# IncuKit DIY incubator



## Kapidolo Farms (Apr 3, 2018)

http://incubatorwarehouse.com/incukit-xl.html is the web page.

I bought the proportional thermostat and two fan/heater units. My thinking being if one heater/fan unit failed the other could be already in place and running.

In this thread https://tortoiseforum.org/threads/incubators.165150/ I have a few images of the way I mounted the controller/proportional thermostat and the top fan/heater. the bottom fan/heater is mounted to the underside of the bottom shelf aimed into a water pan. I shielded it so it would not get dripped on from condensation.

The first issue, following the set-up instructions lead to what I would characterize as an omission and that is covered in that other thread.

Now the biggy and why this is NOT an acceptable units for my application.

My Follow-up on the first questions and second question to customer service . . .
"
Hi Evan,

Thanks much for the clue on the exit. It worked, of course. Seems like it might be a good thing to include in the written instructions somewhere?

I am using a SensorPush logger/probe to monitor the inside of the cabinet where I will be putting eggs. Once deployed, both the fan/heat devices from your company and the SensorPush are within 0.1 degrees F of each other. I set the Thermosts to 87.5. When the SensorPush indicates 87.4 the sensor for the thermostat reports 87.5. Sometime before reaching the setpoint the heat units are reduced to 3% (and then 1%) and it keeps heating until the incubator (by both the SenosrPush and the thermostat) indicate 94.4 +/- 0.1F.

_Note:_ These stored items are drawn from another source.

PR #1319, opened 2026-02-13
Consolidate acpi service

berlin-with0ut-return:
## Description

The old ACPI design included a wrapper service, AcpiTableManager, to enable generic installation of any table type T. This new implementation uses an `impl` on `Service<dyn AcpiProvider>` to avoid having two separate services performing the same underlying task. 

- [ ] Impacts functionality?
- [ ] Impacts security?
- [ ] Breaking change?
- [ ] Includes tests?
- [ ] Includes documentation?

## How This Was Tested
All existing tests pass.

## Integration Instructions
N/A.


berlin-with0ut-return:
@Javagedes i'll leave it up to you if you want to incorporate this change.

Why would it heat past it's set point?

This is more background...

I have consulted with friends who have similar incubator setups with other thermostats and heat generating devices and they suggest an all the time small fan is required.

I don't understand why that would be so, a fan might reduce different warm or cold zones and make the whole cabinet more uniform, but it does not explain why the Incukit heats past the set point.

The set up is this...

I have a commercial refrigerator body with two inches of foam insulation all around encased on the inside with some sort of fiberglass/plastic sheets and the outside skin is metal. The interior space is five feet vertical with a two foot by two foot foot-print. I have one 125 watt heater/fan unit mounted in the cabinet ceiling and one below the bottom shelf aimed into a large pan of water. The bottom unit is shielded from condensation drip just slightly bigger than it's own diameter. The SensorPush and thermostat probe are in a plastic show box to one side about 12 inches below the ceiling heater/fan unit.

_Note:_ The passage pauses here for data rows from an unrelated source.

PR #723, opened 2022-03-05
Updated bonded-finance docs

PoisonPhang:
Expanded the readme and clarified the language used in the source docs.


hussein-aitlahcen (dismissed):

frame/bonded-finance/README.md
```diff
@@ -1,3 +1,68 @@
-# Overview
+# Bonded Finance
+
+A pallet providing means of submitting and maintaining bond offers.
+
+## Bond Offer Workflow
```
dzmitry-lahoda, line 5: should we have docs in rs and in md? I think right is one place. i do not care what.
also, I should that explanatory should go first - what is value of pallet and what is mechanic. example is good, but if you can do summary - ok. i do not think that details should go first. high level introductory should guide user reading later docs.

PoisonPhang: As for your first suggestion, let me know what you think of these new changes.
As for the second, while I do see where you're coming from, I think there is value to having the readme and top-level cargo docs mirror each other in the case of pallets.

hussein-aitlahcen (dismissed):

hussein-aitlahcen (dismissed):

dzmitry-lahoda:
so we copy docs into readme.md and into lib.rs?

dzmitry-lahoda (approved):

PoisonPhang:
Rebased to implement newer documentation and amended README.md, please re-review

hussein-aitlahcen (dismissed):

frame/bonded-finance/README.md
```diff
@@ -1,3 +1,100 @@
...
+A pallet providing means of submitting and maintaining bond offers.
+
+## Overview
+
+The bonded finance pallet enables users to create bond offers, buy bonds from 
+other users, and cancel existing bond offers via admin intervention. These 
+bonds can be listed with various assets and can offer a different asset as the 
+reward.
+
+One bound offer may contain multiple identically priced bounds. Each bound will
```
benluelo, line 12: bound or bond?

frame/bonded-finance/README.md
```diff
@@ -1,3 +1,100 @@
...
+
+Bond offers can be canceled with the `cancel` extrinsic. This can only be 
+successfully called by the `AdminOrigin`.
+
+Once canceled, the stake and liquidity will be returned to the offer creator. 
+However, this will not cancel currently vested rewards.
+
+## Technical Notes
+
+* This pallet implements the `composable_traits::bonded_finance::BondedFinance`.
```
benluelo, line 99: implements the [...] trait

frame/bonded-finance/src/lib.rs
```diff
@@ -30,26 +30,22 @@
 	unused_extern_crates
 )]
 
-//! Bonded Finance pallet
+//! # Bonded Finance
```
benluelo, line 33: why not just use `#![doc = include_str!("../README.md")]`?

benluelo (changes requested):

frame/bonded-finance/README.md
PoisonPhang: ad593807111cc66cffec3fe50cf921ebedc21179

frame/bonded-finance/README.md
PoisonPhang: ff16c9a96662adeffcae3b528d3098240aa7e5ea

frame/bonded-finance/src/lib.rs
PoisonPhang: Didn't realize this was possible, thanks. 

09c51a49f669938a6716b531fa2e2f71109747af

benluelo (approved):

dzmitry-lahoda (approved):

I incubate tortoise eggs in plastic shoe boxes with vented lids. The eggs are buried in a perlite/water crystal/peat moss blend (a common media). I have used Reptibators (ZooMed) before with great success. However total egg production now exceeds the capacity of four Reptibators. I expect a few hundred eggs this year. The refrigerator cabinet will hold 18 plastic shoe boxes (all are in the incubator with the media) during the trial period to set the system up."

An their response (highlighted text done by me). . .
"Hi ,

Normally, with the type of incubator you are trying to build we the following issues. One is that the room temperature is close to the desired temperature of the incubator. This makes it so the incubator does not loose very much heat which in turn lowers the amount of wattage that is requited to heat the incubator. This then makes it possible for the two fans to overheat the incubator without the heating element. Each fan on this kit produces about 25 watts of heat constantly which in a well insulated container can cause it to overheat. If the heater percentage drops to zero but the incubator keeps heating this is the case. The only fix for this is to remove or unplug one of the heater/fan units to reduce the heat created by the fans.

Thanks,
Evan
IncubatorWarehouse Customer Service"


----------



## Kapidolo Farms (Apr 13, 2018)

I pushed forward with a few ideas on how to make this work.

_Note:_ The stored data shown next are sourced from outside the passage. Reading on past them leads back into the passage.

PR #734, opened 2022-03-08
Refactor/safe arithmentic

ysfkel:


frame/composable-traits/src/math.rs
```diff
@@ -13,32 +13,48 @@ pub fn safe_multiply_by_rational(a: u128, b: u128, c: u128) -> Result<u128, Arit
...
+
+pub trait SafeMul: Sized {
 	fn safe_mul(&self, rhs: &Self) -> Result<Self, ArithmeticError>;
+}
+
+pub trait SafeSub: Sized {
 	fn safe_sub(&self, rhs: &Self) -> Result<Self, ArithmeticError>;
 }
 
-impl<T: CheckedAdd + CheckedMul + CheckedDiv + CheckedSub + Zero> SafeArithmetic for T {
```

I made two ports for air movement through the frig, one from the bottom where air off the floor is drawn in be convention from hot wet air going out a port in the top. Each port is 2 inches in diameter and can be shunted if they were too big. I ran one heat/fan unit near the bottom of the incubator (heat rises and all) and had the temp probe at the top. The warmest the air from the floor, (thanks again @Markw84 for the SensorPush narrative) got was 78F, and the incubator as a whole got to the low 90'F still. WTF???

In no way shape or form should the term "proportional" be applied to this unit's controller. It is always on at least using 25 watts. I have no way to imagine how cold the room must be and air leaky the incubator should be for this unit to not cook reptile eggs. Maybe birds are more tolerant and they do incubate at higher temps. Evan's last comment was that I should buy their reptile controller which is an on/off thermostat. 

On a positive note the Temp/RH probe to simply see temp and RH in real time so far has not failed. That is getting to be a record going on two weeks now for anything other than the SensorPush.

So, what the to do. I have two large female Manouria with x-rays indicating over 100 eggs. Yeah, wow.

I used the top of a Reptibater incubator, put it just below the bottom shelf over water, and plugged it into a simple on/off thermostat set at 89F. The Reptibator is set for 87. I did not close the air ports, bang-perfectly held temps for at least 18 hours now.


----------



## Markw84 (Apr 13, 2018)

@Will Do you have the thermostat inside the incubator? Or is it simply always supplying a min of 25 watts power to your heat source?

What is in the refridgerator that can draw current? Only fans and heating element - Correct?


----------



## Kapidolo Farms (Apr 13, 2018)

Markw84 said:


> @Will Do you have the thermostat inside the incubator? Or is it simply always supplying a min of 25 watts power to your heat source?
> 
> What is in the refridgerator that can draw current? Only fans and heating element - Correct?




With the incukit the thermostat was mounted on top of the frig, with the reptibator, the actual whole reptibator top is inside the frig, but is plugged into another on/off thermostat out side the frig. I am running wires through the ports.


----------



## Markw84 (Apr 13, 2018)

Did you try using the incukit with the fans disconnected? The fans are the only thing that could have been overheating your unit. If they draw 20 watts each - they certainly would do that. I can't imagine the thermostat is the issue.


----------